5	23.9	436	334.3175	n.d.
6	24.1	448	510.4317	269.2559
7	24.4	440	568.4733	269.2572
8	24.6	448	516.4428	355.2959
9	25.0	448	610.2026	239.1033; 167.0622; 299.0724; 355.0842
10	25.5	448	566.4946	231.2205

^a Numbered according to the chromatogram shown in Figure 6. ^b Retention time on the C18 column eluted with gradient of methanol/water mixture. n.d.: not detected.

, Figure 6). This result indicates that the pigment extract from kr6 is probably a mixture of flexirubins that are very similar to each other, with slight differences in their molecular structure. It was not possible to assign a molecular structure based on UV-vis characteristics and MS data only.

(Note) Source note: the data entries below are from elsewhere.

PR #380, opened 2026-06-17
Rename `cli` to `modelctl` and restructure release artifacts

imatrisciano:
This PR renames `cli` into `modelctl` and includes the snap-compatible bash completion script in release assets to improve re-usability of the same.

The new release asset's file structure looks like this:

- bin/
   - modelctl
   - snap-completer.bash
- LICENSE


.github/workflows/release-artifacts.yaml
```diff
@@ -49,11 +49,11 @@ jobs:
 
       - name: Generate artifact
         run: |
-          tar -Jcvf ${{ env.ARTIFACT_NAME }} ./cli ./LICENSE
+          tar -Jcvf ${{ env.ARTIFACT_NAME }} ./cli ./LICENSE ./scripts/snap-completion.bash
```
farshidtz: The "scripts" directory grouping is superfluous. Why not keep it alongside the cli?

completer/snap.bash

The masses obtained were not found in the literature and databases, and detailed studies on the molecular structure of flexirubins that can be synthesized by bacteria are limited. It is possible that the quantity of genes found in the APE gene cluster of kr6 can explain the existence of a flexirubin mixture, as suggested by LC-MS/MS analysis.

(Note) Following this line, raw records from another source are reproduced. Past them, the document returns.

PR #385, opened 2026-06-19
Installing snap with components overrides engine selection

jpm-canonical:
This PR can be tested using `gemma4` from `latest/edge/pr-69`. A summary of tests that were done on it can be seen in [the PR description](https://github.com/canonical/gemma4-snap/pull/69).

The following has not been implemented exactly as specified. The current behaviour is that all seeded runtimes and all seeded models translate to a list of engines. These engines are sorted by score, and the highest scoring engine from this list is selected.

> If more than one model or more than one runtime is installed with the snap, ignore all. This is to ensure that the system doesn’t change the selection mechanism when the user’s intention is to simply have multiple things installed to switch over later (e.g. UC image with several components for offline use).

### Breaking changes

* Runtime manifests require an `id` field, with the value matching the runtime directory name.

### DIFF
--- a/cmd/modelctl/commands/use-engine.go
+++ b/cmd/modelctl/commands/use-engine.go
@@ -339,7 +339,18 @@ func (cmd *useEngineCommand) migrateConfig() error {
 	return nil
 }
 
+// engineNames extracts the Name field from a slice of engine manifests using the provided accessor.
+func engineNames[T any](items []T, getName func(T) string) []string {
+	names := make([]string, len(items))
+	for i, item := range items {
+		names[i] = getName(item)
+	}
+	return names
+}
+
 func switchToPreinstalledEngineAndModel(cmd *useEngineCommand, scoredEngines []engines.ScoredManifest) (bool, error) {
+	fmt.Println("Checking preinstalled components to influence engine and model selection")
+
 	allEngines, err := engines.LoadManifests(cmd.EnginesDir)
 	if err != nil {
 		return false, err
@@ -358,6 +369,8 @@ func switchToPreinstalledEngineAndModel(cmd *useEngineCommand, scoredEngines []e
 		return false, err
 	}
 
+	fmt.Printf("Installed components: %v\n", installedComponents)
+
 	var seededRuntimes []string
 	var seededModels []string
 
@@ -374,6 +387,7 @@ func switchToPreinstalledEngineAndModel(cmd *useEngineCommand, scoredEngines []e
 			seededRuntimes = append(seededRuntimes, runtime.ID)
 		}
 	}
+	fmt.Printf("Seeded runtimes: %v\n", seededRuntimes)
 
 	for _, model := range allModels {
 		// check if all the model.Components are included in installedComponents. If it is, add the model ID to seededModels
@@ -388,6 +402,7 @@ func switchToPreinstalledEngineAndModel(cmd *useEngineCommand, scoredEngines []e
 			seededModels = append(seededModels, model.ID)
 		}
 	}
+	fmt.Printf("Seeded models: %v\n", seededModels)
 
 	// iterate all engines and make a list of ones for which the runtime is in seededRuntimes, or at least one of its model options is in seededModels.
 	// Engines where both conditions are true are preferred over engines where only one condition is true.
@@ -408,6 +423,8 @@ func switchToPreinstalledEngineAndModel(cmd *useEngineCommand, scoredEngines []e
 			partiallySeededEngines = append(partiallySeededEngines, engine)
 		}
 	}
+	fmt.Printf("Partially seeded engines: %v\n", engineNames(partiallySeededEngines, func(e engines.Manifest) string { return e.Name }))
+	fmt.Printf("Fully seeded engines: %v\n", engineNames(fullySeededEngines, func(e engines.Manifest) string { return e.Name }))
 
 	// filterCompatible returns the subset of the given engines that have a score >0 in scoredEngines.
 	filterCompatible := func(candidates []engines.Manifest) []engines.ScoredManifest {
@@ -428,9 +445,11 @@ func switchToPreinstalledEngineAndModel(cmd *useEngineCommand, scoredEngines []e
 	if len(compatibleSeededEngines) == 0 {
 		compatibleSeededEngines = filterCompatible(partiallySeededEngines)
 	}
+	fmt.Printf("Compatible seeded engines: %v\n", engineNames(compatibleSeededEngines, func(e engines.ScoredManifest) string { return e.Name }))
 
 	// Seeded components do not target any compatible engine
 	if len(compatibleSeededEngines) == 0 {
+		fmt.Printf("No compatible seeded engines found; falling back to standard auto selection.\n")
 		return false, nil
 	}
 
@@ -439,6 +458,7 @@ func switchToPreinstalledEngineAndModel(cmd *useEngineCommand, scoredEngines []e
 	if err != nil {
 		return false, fmt.Errorf("finding top engine: %v", err)
 	}
+	fmt.Printf("Top engine: %v\n", topEngine.Name)
 
 	// at this point we need to also know which one of the seeded models is the one from model.options of the topEngine
 	// If there are multiple matches, prefer the default model
@@ -451,10 +471,14 @@ func switchToPreinstalledEngineAndModel(cmd *useEngineCommand, scoredEngines []e
 			}
 		}
 	}
-
-	err = cmd.Cache.SetActiveModel(seededModelForEngine)
-	if err != nil {
-		return false, fmt.Errorf("setting active model: %v", err)
+	fmt.Printf("Seeded model for engine: %v\n", seededModelForEngine)
+	// If one of the components defined a supported model, set it as the active model.
+	// Otherwise leave the active model unset so that the default can be set by switchEngine()
+	if seededModelForEngine != "" {
+		err = cmd.Cache.SetActiveModel(seededModelForEngine)
+		if err != nil {
+			return false, fmt.Errorf("setting active model: %v", err)
+		}
 	}
 
 	err = cmd.switchEngine(topEngine.Name)
--- a/cmd/modelctl/commands/use-engine.go
+++ b/cmd/modelctl/commands/use-engine.go
@@ -375,16 +375,12 @@ func switchToPreinstalledEngineAndModel(cmd *useEngineCommand, scoredEngines []e
 	var seededModels []string
 
 	for _, runtime := range allRuntimes {
-		// check if all the runtime.Components are included in installedComponents. If it is, add the runtime name to seededRuntimes
-		allInstalled := true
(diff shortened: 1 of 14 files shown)


pkg/runtimes/types.go
```diff
@@ -3,6 +3,7 @@ package runtimes
 import "github.com/canonical/inference-snaps-cli/v2/pkg/types"
 
 type Manifest struct {
+	ID          string                  `json:"id" yaml:"id"`
 	Servers     map[string]Server       `json:"servers" yaml:"servers"`
 	Environment []string                `json:"environment" yaml:"environment"`
 	Layout      map[string]types.Layout `yaml:"layout"`
```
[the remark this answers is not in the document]
jpm-canonical: I believe the `cli debug validate-engines` command should do this validation. The validation should validate all engine manifests, and recurse down into the listed runtime and models, and validate their manifests too. This is however a bigger change that is not related to this PR, so I suggest we do it separately.

test_data/runtimes/llama-cpp-rocm/runtime.yaml
```diff
@@ -12,4 +14,4 @@ environment:
   - LD_LIBRARY_PATH=$LD_LIBRARY_PATH:$SNAP_COMPONENTS/llama-cpp-cuda/usr/lib/$ARCH_TRIPLET
 
 components:
-  - llama-cpp-cuda
+  - runtime-llama-cpp-rocm
```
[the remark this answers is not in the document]
jpm-canonical: @copilot check again

test_data/runtimes/llama-cpp-cuda/runtime.yaml
```diff
@@ -12,4 +14,4 @@ environment:
   - LD_LIBRARY_PATH=$LD_LIBRARY_PATH:$SNAP_COMPONENTS/llama-cpp-cuda/usr/lib/$ARCH_TRIPLET
 
 components:
-  - llama-cpp-cuda
+  - runtime-llama-cpp-cuda
```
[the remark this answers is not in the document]
jpm-canonical: @copilot check again

test_data/runtimes/llama-cpp-cpu/runtime.yaml
```diff
@@ -1,3 +1,5 @@
+id: llama-cpp-cpu
```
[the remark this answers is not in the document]
jpm-canonical: @copilot check again

cmd/modelctl/commands/use-engine.go
```diff
@@ -45,6 +47,7 @@ func UseEngine(ctx *common.Context) *cobra.Command {
 	cobraCmd.Flags().StringVar(&cmd.fallback, "fallback", "", "fallback engine to use when hardware information is unavailable (requires --auto or --fix)")
 	cobraCmd.Flags().BoolVar(&cmd.assumeYes, "assume-yes", false, "assume yes for all prompts")
 	cobraCmd.Flags().BoolVar(&cmd.noRestart, "no-restart", false, "do not restart the snap after changing engine")
+	cobraCmd.Flags().BoolVar(&cmd.considerComponents, "components", false, "consider pre-installed components")
```
farshidtz:
```suggestion
	cobraCmd.Flags().BoolVar(&cmd.considerComponents, "components", false, "consider pre-installed components (requires --auto)")
```

Also, add a check to error out when used without --auto.

cmd/modelctl/commands/use-engine.go
```diff
@@ -141,6 +144,20 @@ func (cmd *useEngineCommand) autoSelectScoredEngine(scoredEngines []engines.Scor
...
+		switched, err := switchToPreinstalledEngineAndModel(cmd, scoredEngines)
+		if err != nil {
+			return err
+		}
+		if switched {
+			// switched, so return success
+			return nil
+		}
+		// otherwise continue with standard auto selection
+	}
```
farshidtz: If "switched" needs a comment to clarify that it means success:
```suggestion
		success, err := switchToPreinstalledEngineAndModel(cmd, scoredEngines)
		if err != nil {
			return err
		}
		if success {
			return nil
		}
		// otherwise continue with standard auto selection
	}
```

cmd/modelctl/commands/use-engine.go
```diff
@@ -321,3 +338,145 @@ func (cmd *useEngineCommand) migrateConfig() error {
...
+// engineNames extracts the Name field from a slice of engine manifests using the provided accessor.
+func engineNames[T any](items []T, getName func(T) string) []string {
+	names := make([]string, len(items))
+	for i, item := range items {
+		names[i] = getName(item)
+	}
+	return names
+}
+
+func switchToPreinstalledEngineAndModel(cmd *useEngineCommand, scoredEngines []engines.ScoredManifest) (bool, error) {
```
farshidtz: Regarding the function name: an engine is not pre-installed. Consider `selectEngineForSeededComponents` which also matches the implementation.

cmd/modelctl/commands/use-engine.go
```diff
@@ -321,3 +338,145 @@ func (cmd *useEngineCommand) migrateConfig() error {
...
+	if err != nil {
+		return false, err
+	}
+
+	fmt.Printf("Installed components: %v\n", installedComponents)
+
+	var seededRuntimes []string
+	var seededModels []string
+
+	// A runtime or model is considered seeded if any one required component for the respective runtime or model is currently installed.
```
farshidtz: A little wordy. 
```suggestion
	// A runtime or model is considered seeded if any of its components are currently installed
```

cmd/modelctl/commands/use-engine.go
```diff
@@ -321,3 +338,145 @@ func (cmd *useEngineCommand) migrateConfig() error {
...
+			if slices.Contains(installedComponents, component) {
+				seededModels = append(seededModels, model.ID)
+				break
+			}
+		}
+	}
+	fmt.Printf("Seeded models: %v\n", seededModels)
+
+	// iterate all engines and make a list of ones for which the runtime is in seededRuntimes, or at least one of its model options is in seededModels.
+	// Engines where both conditions are true are preferred over engines where only one condition is true.
```
farshidtz: Please shorten. To stay valuable and easy to maintain, comments should avoid repeating the logic and variable names.

cmd/modelctl/commands/use-engine.go
```diff
@@ -321,3 +338,145 @@ func (cmd *useEngineCommand) migrateConfig() error {
...
+			}
+		}
+		if hasSeededRuntime && hasSeededModel {
+			fullySeededEngines = append(fullySeededEngines, engine)
+		} else if hasSeededRuntime || hasSeededModel {
+			partiallySeededEngines = append(partiallySeededEngines, engine)
+		}
+	}
+	fmt.Printf("Partially seeded engines: %v\n", engineNames(partiallySeededEngines, func(e engines.Manifest) string { return e.Name }))
+	fmt.Printf("Fully seeded engines: %v\n", engineNames(fullySeededEngines, func(e engines.Manifest) string { return e.Name }))
```
farshidtz: Line breaks can improve code readability.

cmd/modelctl/commands/use-engine.go
```diff
@@ -321,3 +338,145 @@ func (cmd *useEngineCommand) migrateConfig() error {
...
+
+	// If multiple seeded engines, find the top one
+	topEngine, err := selector.TopEngine(compatibleSeededEngines)
+	if err != nil {
+		return false, fmt.Errorf("finding top engine: %v", err)
+	}
+	fmt.Printf("Top engine: %v\n", topEngine.Name)
+
+	// at this point we need to also know which one of the seeded models is the one from model.options of the topEngine
+	// If there are multiple matches, prefer the default model
```
farshidtz: Not sure I understand the first line.
```suggestion
	// If there are multiple matches, prefer the default model
```

cmd/modelctl/commands/use-engine.go
```diff
@@ -321,3 +338,145 @@ func (cmd *useEngineCommand) migrateConfig() error {
...
+	// Otherwise leave the active model unset so that the default can be set by switchEngine()
+	if seededModelForEngine != "" {
+		fmt.Printf("Seeded model for engine: %v\n", seededModelForEngine)
+		err = cmd.Cache.SetActiveModel(seededModelForEngine)
+		if err != nil {
+			return false, fmt.Errorf("setting active model: %v", err)
+		}
+	}
+
+	err = cmd.switchEngine(topEngine.Name)
```
farshidtz: This is assuming switchEngine respects the currently selected active model. This can change independantly. Perhaps make switchEngine aware of this, with an explicit input.

cmd/modelctl/commands/use-engine_test.go
```diff
@@ -215,3 +262,209 @@ func TestFixActiveEngine_fallbackWhenActiveEngineMissing(t *testing.T) {
...
+// CPU + Intel GPU (where intel-gpu normally wins on score alone):
+//
+//	installed component               expected engine   expected model
+//	──────────────────────────────────────────────────────────────────
+//	model-26b-a4b-q4-k-m-gguf         cpu               26b-q4-k-m-gguf
+//	mmproj-26b-bf16-gguf               cpu               26b-q4-k-m-gguf
+//	model-4b-it-int4-fq-ov             intel-gpu         4b-it-int4-fq-ov
+//	runtime-llama-cpp-cpu              cpu               26b-q4-k-m-gguf (default)
+//	model-30b-a3b-q4-k-m-gguf-3-of-6  cpu               30b-a3b-q4-k-m-gguf
+//	runtime-llama-cpp-cuda (incompat.) –                 – (falls back, returns false)
```
farshidtz: Redundant comments, hard to keep up to date.

pkg/runtimes/types.go
```diff
@@ -3,6 +3,7 @@ package runtimes
 import "github.com/canonical/inference-snaps-cli/v2/pkg/types"
 
 type Manifest struct {
+	ID          string                  `json:"id" yaml:"id"`
```
farshidtz: I understand this is consistent with the model manifest and how both IDs end up in engine's manifest. But I'm concerned with added use of IDs as identifiers, where snap, components, engines utilize names. 

Elsewhere in the code we consider runtime's name as their identifier: https://github.com/canonical/inference-snaps-cli/blob/0c8b8f5376e3d6eb1eb6d8859db102fad94cc203/cmd/cli/common/component.go#L149

How about we stick with name and separately reconsider use of IDs for models. Perhaps use "name" for the identifier and alias/label for the friendly name?

farshidtz (approved):
Looks good overall, combined with the testing done with gemma4: https://github.com/canonical/gemma4-snap/pull/69

I've commented a few minor things.

cmd/modelctl/commands/use-engine.go
jpm-canonical: Yes, that would be better. But it touches a wider range of code. Let me rather do it separate from this PR.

Finally, a preliminary ¹H-NMR analysis of the pigments extracted from strains A03 and kr6 showed strong signals between 1 and 3 ppm (Supplementary Figure S4), which are typical for H bound to saturated and allylic chains. However, the presence of clear peaks at 6–8 ppm and 11 ppm that might be expected for typical aryl polyenes [14,37] were not observed. The lack of full spectroscopic data, particularly detailed NMR data, has been considered a challenge in the characterization of aryl polyene pigments [14,43]. Moreover, these pigments are frequently mixtures whose detailed structures are still unknown, requiring future development of separation methods for the rigorous validation of their molecular assemblies [27]. Thus, additional studies are necessary to elucidate the exact chemical structures of A03 and kr6 pigments.

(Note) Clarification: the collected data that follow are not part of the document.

PR #386, opened 2026-06-23
Fix model lookup for the active engine

jpm-canonical:
`show-model` now only takes models into account that are compatible with the active engine. The lookup from model name/id is done by a function shared between show-model and use-model.

```
$ stack-utils list-models
NAME     CAPABILITIES               DISK SIZE                                   
26b*     text                       6G                                          
30b-a3b  text, vision, audio, tool  6G                                          
$
$ sudo stack-utils use-model 30b-a3b 
Model changed to "30b-a3b".
Restart stack-utils to apply the changes? [Y/n] 
$
$ stack-utils list-models
NAME      CAPABILITIES               DISK SIZE                                  
26b       text                       6G                                         
30b-a3b*  text, vision, audio, tool  6G                                         
$
$ sudo stack-utils use-model 26b
Model changed to "26b".
Restart stack-utils to apply the changes? [Y/n] 
$
$ stack-utils list-models
NAME     CAPABILITIES               DISK SIZE                                   
26b*     text                       6G                                          
30b-a3b  text, vision, audio, tool  6G                                          
$
$ sudo stack-utils use-model 4b
Error: model "4b" is not compatible with active engine
$
$ sudo stack-utils use-model 4a
Error: model "4a" does not exist
```


cmd/modelctl/commands/show-model.go
```diff
@@ -99,19 +105,60 @@ func (cmd *showModelCommand) showCurrentModel() error {
...
 		}
 	}
-	if manifest == nil {
+
+	var manifest *models.Manifest
+	switch {
+	case idMatch != nil:
+		manifest = idMatch
+	case nameMatches > 1:
+		return fmt.Errorf("multiple compatible models are named %q; please use the model ID instead", modelName)
```
farshidtz: We should make sure this never happens, otherwise, list-models will contain indistinguishable entries. What would be the best way to do that?

cmd/modelctl/commands/show-model.go
```diff
@@ -18,6 +20,10 @@ type showModelCommand struct {
 
 	// flags
 	format string
+
+	// out is the writer used by printModelManifest. When nil it falls back to os.Stdout,
+	// which keeps the Example tests working and lets unit tests inject a bytes.Buffer.
+	out io.Writer
```
farshidtz: This is different from how we've been testing printed outputs. We typically use Go's testing [Examples](https://pkg.go.dev/testing#hdr-Examples) when we really need to test printouts. For function-level unit testing, we should really be testing small functional units that return and expect the caller to print.

cmd/modelctl/commands/show-model_test.go
```diff
@@ -72,3 +99,301 @@ func Example_showModelCommand_printModelManifestJson() {
...
+	}
+	output := buf.String()
+
+	// model-b was matched by ID; its unique name should appear, not model-a's.
+	if !strings.Contains(output, "model-b-name") {
+		t.Errorf("expected output to contain ID-matched model name %q, got:\n%s", "model-b-name", output)
+	}
+	if strings.Contains(output, "model-a") {
+		t.Errorf("expected output NOT to contain name-matched model %q, got:\n%s", "model-a", output)
+	}
```
farshidtz: These tests can potentially match some other string and pass.

Same comment applies to 2 other tests.

cmd/modelctl/commands/show-model_test.go
```diff
@@ -72,3 +99,301 @@ func Example_showModelCommand_printModelManifestJson() {
...
+		format:  "yaml",
+	}
+
+	err := cmd.showModel("shared-name")
+	if err == nil {
+		t.Fatal("expected an error for ambiguous model name, got nil")
+	}
+	if !strings.Contains(err.Error(), "model ID") {
+		t.Errorf("expected error to mention %q, got: %v", "model ID", err)
+	}
```
farshidtz: Can this look for something more specific that indicates an error?

farshidtz (approved):
LGTM. Thanks for the fix.

Tested with gemma4.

There are several proposals for the chemical structures of APE pigments, for various species of bacteria, and the structures present variations in the substituents such as methylations in aryl chains, number of double bonds, bonds with lipids, existence of bromine or chlorine, esterification, among others (Supplementary Table S2). Among discoveries of the metabolic pathway of APEs, proteins that participate in the biosynthetic routes and chemical structures continue to be proposed and are currently of interest to several authors [7,12,27,29,44]. The synthetic pathways for these APE pigments remain not yet fully elucidated and further studies focusing on specific enzymes are still needed. It could be that each species has their own mechanism, sharing similar gene clusters, with different proteins heterodimers, active sites and amino acid composition, and even different substrates for starting the reaction. As APE-DAR BGC is widely distributed, the variability of chemical structures of these pigments only tends to increase. However, the genetic information described until now is insufficient to help us understand the differences in the production of xanthomonadin or flexirubin specifically. Chemical analyses combined with omics approaches are powerful tools for understanding biosynthetic routes, thus providing important information that can be used to stimulate the production of these pigments for possible industrial uses [17,45].

4. Conclusions

A genome analysis of Chryseobacterium kr6 and Lysobacter A03 revealed the presence of gene clusters encoding for essential proteins that participate in the biosynthetic and transport pathways of APE pigments, confirming that those genes are not restricted to xanthomonas-like bacteria and are widespread. The mass spectrometry analysis suggests that strain kr6 possibly produces a mixture of flexirubins while strain A03 produces xanthomonadin-like pigments. Although the exact chemical structures of the pigments synthesized by Chryseobacterium kr6 and Lysobacter A03 was not fully elucidated, this study provides important insights on the complex biosynthetic pathways and structural features of bacterial APE.